### Dataset records
PR #1311, opened 2025-03-26
content: draft: Update 'unreviewable change' to reference a JPEG

### LINKED ISSUE #1300: Example in "Submit a change that is unreviewable" could be better.
It currently says "A proposed change updates a file, but the reviewer is only presented with a diff of the cryptographic hash, not of the file contents. Thus, the reviewer does not have enough context to provide a meaningful review. Solution: the code review system should present the reviewer with a content diff or some other information to make an informed decision."

I don't think this is sufficiently motivated.  _Why_ is the tool only showing the cryptographic hash?

Instead I'd like to update this with something like 

"A proposed change updates a JPEG file, but the reviewer is only presented with a diff of the binary file contents.  The reviewer is unable to parse the contents themselves so they do not have enough context to provide a meaningful review. Solution: the code review system should present the reviewer with a rendering of the image and the embedded metadata, allowing them to make an informed decision."

TomHennen:
This provides a more clear example of how a change might not be reviewable.

This use case is more common and seems like it is easier to understand vs why
a code review system would just display the cryptographic hash of a file.

fixes #1300

### DIFF
--- a/docs/spec/draft/threats.md
+++ b/docs/spec/draft/threats.md
@@ -197,8 +197,9 @@ message, but the reviewer is only presented with a diff of the binary
 file contents. The reviewer is unable to parse the contents themselves
 so they do not have enough context to provide a meaningful review.
 Solution: the code review system should present the reviewer with a
-rendering of the image and the embedded metadata, allowing them to make
-an informed decision.
+rendering of the image and the [embedded
+metadata](https://en.wikipedia.org/wiki/Exif), allowing them to make an
+informed decision.
 
 </details>
 <details><summary>Copy a reviewed change to another context</summary>
--- a/docs/spec/draft/threats.md
+++ b/docs/spec/draft/threats.md
@@ -192,11 +192,13 @@ benign but is actually malicious.
 *Mitigation:* Code review system ensures that all reviews are informed and
 meaningful.
 
-*Example:* A proposed change updates a file, but the reviewer is only presented
-with a diff of the cryptographic hash, not of the file contents. Thus, the
-reviewer does not have enough context to provide a meaningful review.
-Solution: the code review system should present the reviewer with a content diff or some
-other information to make an informed decision.
+*Example:* A proposed change updates a JPEG file to include a malicious
+message, but the reviewer is only presented with a diff of the binary
+file contents. The reviewer is unable to parse the contents themselves
+so they do not have enough context to provide a meaningful review.
+Solution: the code review system should present the reviewer with a
+rendering of the image and the embedded metadata, allowing them to make
+an informed decision.
 
 </details>
 <details><summary>Copy a reviewed change to another context</summary>
--- a/docs/spec/draft/threats.md
+++ b/docs/spec/draft/threats.md
@@ -190,7 +190,8 @@ They may:
 benign but is actually malicious.
 
 *Mitigation:* Code review system ensures that all reviews are informed and
-meaningful.
+meaningful to the extent possible. For example the system could show
+& resolve symlinks, render images, or verify & display provenance.
 
 *Example:* A proposed change updates a JPEG file to include a malicious
 message, but the reviewer is only presented with a diff of the binary


arewm (approved):

docs/spec/draft/threats.md
```diff
@@ -192,11 +192,13 @@ benign but is actually malicious.
...
-with a diff of the cryptographic hash, not of the file contents. Thus, the
-reviewer does not have enough context to provide a meaningful review.
-Solution: the code review system should present the reviewer with a content diff or some
-other information to make an informed decision.
+*Example:* A proposed change updates a JPEG file to include a malicious
+message, but the reviewer is only presented with a diff of the binary
+file contents. The reviewer is unable to parse the contents themselves
+so they do not have enough context to provide a meaningful review.
+Solution: the code review system should present the reviewer with a
+rendering of the image and the embedded metadata, allowing them to make
```
adityasaky, line 200: I don't mean to nitpick but I'm not sure what "embedded metadata" would entail here.

adityasaky (approved):
My question aside, I think this is a good change!

docs/spec/draft/threats.md
TomHennen: https://en.wikipedia.org/wiki/Exif.  Maybe I should link to it.

TomHennen: Done

adityasaky: Thanks!

marcelamelara (approved):
LGTM thanks!

docs/spec/draft/threats.md
```diff
@@ -192,11 +192,14 @@ benign but is actually malicious.
...
-with a diff of the cryptographic hash, not of the file contents. Thus, the
-reviewer does not have enough context to provide a meaningful review.
-Solution: the code review system should present the reviewer with a content diff or some
-other information to make an informed decision.
+*Example:* A proposed change updates a JPEG file to include a malicious
+message, but the reviewer is only presented with a diff of the binary
+file contents. The reviewer is unable to parse the contents themselves
+so they do not have enough context to provide a meaningful review.
+Solution: the code review system should present the reviewer with a
+rendering of the image and the [embedded
```
trishankatdatadog, line 200: This is going to be tricky if we think about all sorts of binaries, no? For example, how would the opaque XZ Utils [backdoor](https://www.akamai.com/blog/security-research/critical-linux-backdoor-xz-utils-discovered-what-to-know) (a shared object hidden inside a test file) have been caught here? Also, rendering images themselves is a tricky business which could open the renderer to RCEs. I think so long as we note these practical limitations, we'll be OK.

TomHennen: I can add something to that effect if you'd like.

In the end this is just an example meant to get people thinking along the right lines and thinking about what's better/worse.  I don't think anyone would expect a user to parse a jpeg themselves looking for all these things, but the tool could render it for them.  For binary files that are the result of a build a solution could be 1) verify and show the user the provenance for the binary, and then they can decide if that seems right. or 2) (better) have a policy for that path that checks the provenance itself and says "hey the policy verification passed, this is fine, click for more details if you want".

TomHennen: Added some details to 'mitigation'.

arewm: The `xz` attack certainly had some opaque data present, but one of the key pieces of that attack is that the artifact was produced in someone's local environment that had a modified version of the `build-to-host.m4` file. This is the file that started the chain of events leading to the exploit. The artifact was neither built in an isolated environment nor did it have any sort of provenance.

SLSA is not the solution for every attack. If someone is able to create a JPEG that contains malicious payload while seeming completely innocuous to reviewers, there isn't _much_ that can be done. Even though I am not sure where this "malicious message" would be included in the JPEG, the point of this is that systems of review should give the participating parties as much actionable information as reasonably possible to enable informed decisions about the proposed revisions.

trishankatdatadog (approved):

lehors (approved):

### What to do
Copy out every line of the material above that contains the string "display".

### Completed exercise
a code review system would just display the cryptographic hash of a file.
+& resolve symlinks, render images, or verify & display provenance.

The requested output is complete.